Enarchì prese a volo un librino
modestamente illustrato che se ne stava andando alla sua morte con
dignità. Gli avevano messo a bandoliera, per scherno o per errore, una
di quelle piccole fasce avventurose che procuravano a un libro una
sopravvivenza artificiale di poche settimane, o anche di pochi giorni,
prima dell’inevitabile fine. La fascia che adornava quel libro era
particolarmente arrogante e indecorosa, eppure il poveretto con candore
se ne compiaceva: Ventimila edizioni in un anno.
Era un libro, lo si vedeva dalla sua
mancanza di pungiglione e di dente, che non avrebbe mai versato il
sangue di un Suffeta.
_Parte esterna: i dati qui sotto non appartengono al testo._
PR #1843, opened 2026-08-26
fix: extract structure from Vue inline scripts

### LINKED ISSUE #1410: Vue SFC `<script setup>` blocks are never parsed — silent empty graph for `.vue` files, causing false-positive dead code
### Version

`codebase-memory-mcp 0.9.0` (Linux x86_64, standalone binary)

### Platform

Linux (x64)

### Install channel

### Binary variant

standard

## Summary

`.vue` files are discovered and registered as `File` and `Module` nodes, and
`get_architecture` reports them under `languages`. But their `<script setup>`
contents are never parsed: **no `Function`/`Method` nodes are created for
functions defined in a `.vue` file, and no `CALLS` edges are created for calls
originating from one.**

The index therefore looks healthy while being structurally empty for every
`.vue` file in the repo.

## Impact

This makes `search_graph(max_degree=0, exclude_entry_points=true)` unsafe on any
Vue project. Every utility called only from components reports `in_degree: 0`
and is presented as dead code.

On a 9.2k-line Vue/TS codebase the dead-code query returned 29 functions.
**6 of the 11 I verified were false positives** — all called from `.vue` files:

| Reported dead | Actual call sites |
| --- | --- |
| `showModal` | 5 |
| `hideModal` | 6 |
| `copyToClipboard` | 2 |
| `showToast` | 1 |
| `hideToast` | 1 |
| `now` | 1 |

Acting on that list deletes working code. `fan_in` in `get_architecture`
hotspots is understated for the same reason (reported `clone` at `fan_in: 3`;
actual is 6).

## Minimal reproduction

Four files. The `.ts` caller and the `.vue` caller do the same thing.

```
repro/
  package.json
  tsconfig.json
  src/util.ts
  src/caller.ts
  src/components/Caller.vue
```

**`src/util.ts`**

```ts
export function fnRelTs(x: number): number { return x + 1; }
export function fnAliasTs(x: number): number { return x + 2; }
export function fnRelVue(x: number): number { return x + 3; }
export function fnAliasVue(x: number): number { return x + 4; }
export default { fnRelTs, fnAliasTs, fnRelVue, fnAliasVue };
```

**`src/caller.ts`**

```ts
import uRel from './util';
import uAlias from '~/util';

export function runTs(): number {
  return uRel.fnRelTs(1) + uAlias.fnAliasTs(2);
}
```

**`src/components/Caller.vue`**

```vue
<script setup lang="ts">
import uRel from '../util';
import uAlias from '~/util';

const runVue = (): number => {
  return uRel.fnRelVue(1) + uAlias.fnAliasVue(2);
};
</script>

<template>
  <div>{{ runVue() }}</div>
</template>
```

**`tsconfig.json`**

```json
{ "compilerOptions": { "target": "ES2022", "module": "ESNext", "moduleResolution": "bundler", "strict": true, "baseUrl": ".", "paths": { "~/*": ["src/*"] } } }
```

**`package.json`**

```json
{ "name": "repro", "version": "1.0.0", "type": "module" }
```

Then:

```
index_repository(repo_path="…/repro", mode="full", name="repro")
query_graph(project="repro",
  query="MATCH (f) WHERE (f:Function OR f:Method) RETURN f.name, f.file_path, f.in_degree ORDER BY f.name")
```

### Actual

```
fnAliasTs   src/util.ts   1
fnAliasVue  src/util.ts   0     ← called from Caller.vue
fnRelTs     src/util.ts   1
fnRelVue    src/util.ts   0     ← called from Caller.vue
runTs       src/caller.ts 0
```

`runVue` is **absent from the graph entirely** — no node is created for it.

```
MATCH (a)-[r:CALLS]->(b) RETURN a.name, a.file_path, b.name
→ runTs, src/caller.ts, fnRelTs
  runTs, src/caller.ts, fnAliasTs
```

Only two edges. Nothing originates from `Caller.vue`.

### Expected

`fnRelVue` and `fnAliasVue` at `in_degree: 1`, a `Function` node for `runVue`
at `src/components/Caller.vue`, and two additional `CALLS` edges.

## What this is *not*

I first suspected namespace default imports (`import u from './util'` then
`u.fn()`) or path-alias resolution (`~/util`). **Both work correctly** — the
2×2 above isolates it: `caller.ts` resolves relative *and* aliased namespace
calls fine. The only failing variable is the caller being a `.vue` file.

## Why it is easy to miss

`get_architecture` reports the files as present, which reads as success:

```json
"languages": [ { "language": "Vue", "file_count": 34 }, … ]
```

Aggregate edge density is the tell — on the same machine:

| Repo | Nodes | Edges | Edges/node |
| --- | --- | --- | --- |
| Python, 3.7k LOC | 409 | 1665 | **4.07** |
| Vue+TS, 9.2k LOC | 480 | 924 | **1.93** |

And on the Vue repo:

```
MATCH (f) WHERE (f:Function OR f:Method) AND f.file_path ENDS WITH '.vue'
RETURN count(f)                                            → 0

MATCH (a)-[r:CALLS]->(b) WHERE a.file_path ENDS WITH '.vue'
RETURN count(r)                                            → 0

MATCH (f:File) WHERE f.path ENDS WITH '.vue' RETURN count(f) → 34
```

34 file nodes, zero structural content.

## Suggested direction

Extract the `<script>` / `<script setup>` block from the SFC before handing it
to the TS parser, preserving a line offset so `file_path`/line attribution stays
correct. Template-block references (`@click="handler"`, `{{ fn() }}`) are a
larger job and could be a follow-up — script-block extraction alone would
recover the bulk of the missing edges.

Two smaller asks, if useful:

1. Until this lands, consider having `index_repository` warn when a language is
   detected but yields zero function nodes — that single signal would have made
   this obvious immediately.
2. `exclude_entry_points=true` in `search_graph(max_degree=0, …)` implies a
   confidence the index cannot support for partially-parsed languages. A
   per-language "structural coverage" figure in `index_status` would let callers
   know when not to trust a dead-code result.

## Environment

- `codebase-memory-mcp` 0.9.0, standalone binary
- Linux 7.0.0-28-generic, x86_64
- Repos: Vue 3 + TypeScript (Vite, `~/*` path alias), and Python 3 for the
  comparison baseline
- `mode="full"` in all runs; `skipped_count: 0`, `expected_nodes` matched
  `nodes` in every index (no reported extraction failures)

### Logs

```text

```

```text

```

_No response_

### Confirmations

DeusData:
## Summary

- Extract definitions and calls from each inline Vue `<script>` / `<script setup>` block while retaining the file's single existing `Module` accumulator.
- Parse each eligible block with a fresh parser/tree and one absolute included range over the complete original file buffer, preserving source coordinates.
- Accept absent/`js`/`javascript` and `ts`/`typescript` languages; skip `src` scripts, unsupported preprocessors, and scriptless files.
- Keep the public definitions wrapper intact, add only an internal module-free entry point, and preserve the single Vue import path.

Fixes #1410.

## Design choice and trade-offs

The selected design uses one fresh parser/tree per inline block with an included range derived solely from the embedded content node. Parsing the complete original buffer keeps byte, row, and column coordinates correct for CRLF, non-ASCII content, and same-line tags. Per-block isolation also prevents a malformed or failed block from leaking partial output into another block; every allocation, language selection, included-range setup, and parse path is checked and cleaned up.

Material alternatives considered:

- **Parse sliced script strings and remap positions afterward:** somewhat simpler parser input, but requires fragile byte/row/column translation and is especially error-prone for CRLF and UTF-8.
- **Reuse one parser/tree across all embedded blocks:** fewer short-lived allocations, but couples discontiguous block state and failure handling and makes duplicate/module behavior harder to prove.

The chosen approach spends a small parser allocation per inline script block in exchange for coordinate correctness, failure isolation, and a simpler no-duplicates contract. Vue files have a bounded number of script blocks, so that trade-off is appropriate here.

## Verification

Reproduction and binding proof:

- Current production failed deterministically three times with zero Vue functions where two were expected.
- Frozen-base GREEN: `extraction` 289/289 and `edge_structural` 33/33.
- Production-only revert restored the exact RED; restoring the implementation returned both suites to GREEN.
- After rebasing onto `909051ccee2d070f33e15fda71bfe61c9076eea6`: `extraction` 296/296 and `edge_structural` 33/33.
- Independent exact-commit review of `531f88fb2ffa190b0a60b189fb0ef90361b6a27e` passed with no blocking findings.

Platform gates:

- **Linux arm64:** full canonical leg green — 7425 passed, 0 failed, 8 skipped; required watchdog/guard steps passed.
- **Windows ARM64:** relevant suites green (`extraction` 296/296, `edge_structural` 33/33; daemon/runtime, CLI, MCP, and pipeline suites also green). The full parallel run recorded 7470 passed, 0 assertion failures, 63 skipped; only the unrelated `complexity` job hit its scheduler timeout, while a focused exact-SHA rerun passed 4/4. Windows guards passed.
- **Windows smoke:** the first canonical run stalled in the allocator probe; the exact-SHA focused shipped-binary probe then passed with the expected allocator-owned result. A canonical retry cleared that probe and passed indexing, query/MCP contracts, install/uninstall/adversarial checks, binary security, process lifecycle, update, download/checksum, and installer E2E. Its final UI phase stalled in the harness's unbounded `curl` readiness call, so the run was stopped at the attributed Windows environment/harness backstop rather than retried again.
- **macOS:** full suites green — 7587 passed, 0 failed, 8 skipped — and the parent watchdog passed. The separate worker watchdog was killed by the environment (`Killed: 9`, rc 126) twice and was parked at its backstop.
- **Linux amd64:** Rosetta/ASan startup and `daemon_runtime` failures reproduced on the exact parent `909051cc`, attributing them to the baseline rather than this change.
- `make -f Makefile.cbm lint-format` passed. Repository-wide lint remains red only on pre-existing diagnostics outside the files changed here.

Tests assert one Vue `Module`, exact function/call counts and identities, original coordinates (including CRLF, non-ASCII, same-line tags), normal plus setup blocks, no duplicates, and exact pipeline `CALLS` identity. Negative controls cover unsupported languages, `src` scripts, and scriptless Vue files; plain TypeScript, Svelte, HTML, Astro, and existing Vue import behavior remain covered.

### DIFF
--- a/internal/cbm/cbm.h
+++ b/internal/cbm/cbm.h
@@ -727,6 +727,9 @@ void cbm_channels_push(CBMChannelArray *arr, CBMArena *a, CBMChannel ch);
 // --- Sub-extractor entry points ---
 
 void cbm_extract_definitions(CBMExtractCtx *ctx);
+/* Internal companion for embedded-language trees that contribute definitions
+ * to an existing host-file Module rather than minting a second Module. */
+void cbm_extract_definitions_without_module(CBMExtractCtx *ctx);
 // dbt lineage for Jinja-templated SQL models: emits a Model def plus one usage
 // per ref()/source() call. No-op unless the file parses as SQL and actually
 // contains a dbt builtin call. Defined in extract_dbt.c.
--- a/internal/cbm/extract_defs.c
+++ b/internal/cbm/extract_defs.c
@@ -7524,6 +7524,19 @@ static void walk_defs(CBMExtractCtx *ctx, TSNode root, const CBMLangSpec *spec, 
     free(s.data);
 }
 
+void cbm_extract_definitions_without_module(CBMExtractCtx *ctx) {
+    const CBMLangSpec *spec = cbm_lang_spec(ctx->language);
+    if (!spec) {
+        return;
+    }
+
+    // Walk AST for function/class definitions
+    walk_defs(ctx, ctx->root, spec, 0);
+
+    // Extract module-level variables
+    extract_variables(ctx, ctx->root, spec);
+}
+
 void cbm_extract_definitions(CBMExtractCtx *ctx) {
     const CBMLangSpec *spec = cbm_lang_spec(ctx->language);
     if (!spec) {
@@ -7545,9 +7558,5 @@ void cbm_extract_definitions(CBMExtractCtx *ctx) {
     mod.is_test = ctx->result->is_test_file;
     cbm_defs_push(&ctx->result->defs, a, mod);
 
-    // Walk AST for function/class definitions
-    walk_defs(ctx, ctx->root, spec, 0);
-
-    // Extract module-level variables
-    extract_variables(ctx, ctx->root, spec);
+    cbm_extract_definitions_without_module(ctx);
 }
--- a/internal/cbm/extract_imports.c
+++ b/internal/cbm/extract_imports.c
@@ -1395,8 +1395,13 @@ static void parse_spec_imports(CBMExtractCtx *ctx) {
 // that the main parser uses.  Adding another host language is a one-line
 // declaration in lang_specs.c.
 
+typedef struct {
+    TSNode script;
+    TSNode content;
+} CBMEmbeddedBlock;
+
 static void embedded_collect_content_nodes(TSNode root, const CBMEmbeddedLangSpec *spec,
-                                           TSNode *out, int *out_count, int max_out) {
+                                           CBMEmbeddedBlock *out, int *out_count, int max_out) {
     /* Iterative DFS so deeply-nested script blocks are still found.  Cap the
      * stack to a sane bound (host grammars do not have million-deep markup
      * trees) — no need to introduce TSNodeStack here. */
@@ -1412,7 +1417,8 @@ static void embedded_collect_content_nodes(TSNode root, const CBMEmbeddedLangSpe
             for (uint32_t k = 0; k < cc; k++) {
                 TSNode c = ts_node_child(node, k);
                 if (strcmp(ts_node_type(c), spec->content_node_type) == 0) {
-                    out[(*out_count)++] = c;
+                    out[*out_count] = (CBMEmbeddedBlock){.script = node, .content = c};
+                    (*out_count)++;
                     if (*out_count >= max_out) {
                         return;
                     }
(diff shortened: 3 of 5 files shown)


DeusData:
Superseded by #1852.

This PR's only commit carried no `Signed-off-by` trailer, so the `dco` check failed while all 33 other checks passed. Rather than rewrite history on the branch, the change was re-committed with a sign-off on a fresh branch.

The content is unchanged — both commits produce tree `befebbbb`, verified by hash, so #1852 is byte-identical apart from the trailer and a fuller commit message.

Nothing was lost; please continue on #1852.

Stavamo quasi per tenercelo, perché era in chiari
caratteri e aveva simpatiche figure e un buon odore, e forse l’avremmo
addirittura letto, quasi certi di trovarlo poco interessante, in qualche
pausa del nostro viaggio, se quel caro amico, a malincuore ma
inflessibilmente, non si fosse rifiutato di appesantire il nostro
bagaglio d’ombra e di mettere distrazioni inopportune sulla via che ci
era prescritta. — Non avete più bisogno di libri, — osò dirci il libro.
Con modeste ali da pollo volò via verso il cimitero, dove un getto di
calce viva, avendo scelto la fossa comune, l’aspettava. >>
(Tratto da G. Ceronetti, Aquilegia. Favola sommersa, Einaudi, Torino 1988, pp. 85-89)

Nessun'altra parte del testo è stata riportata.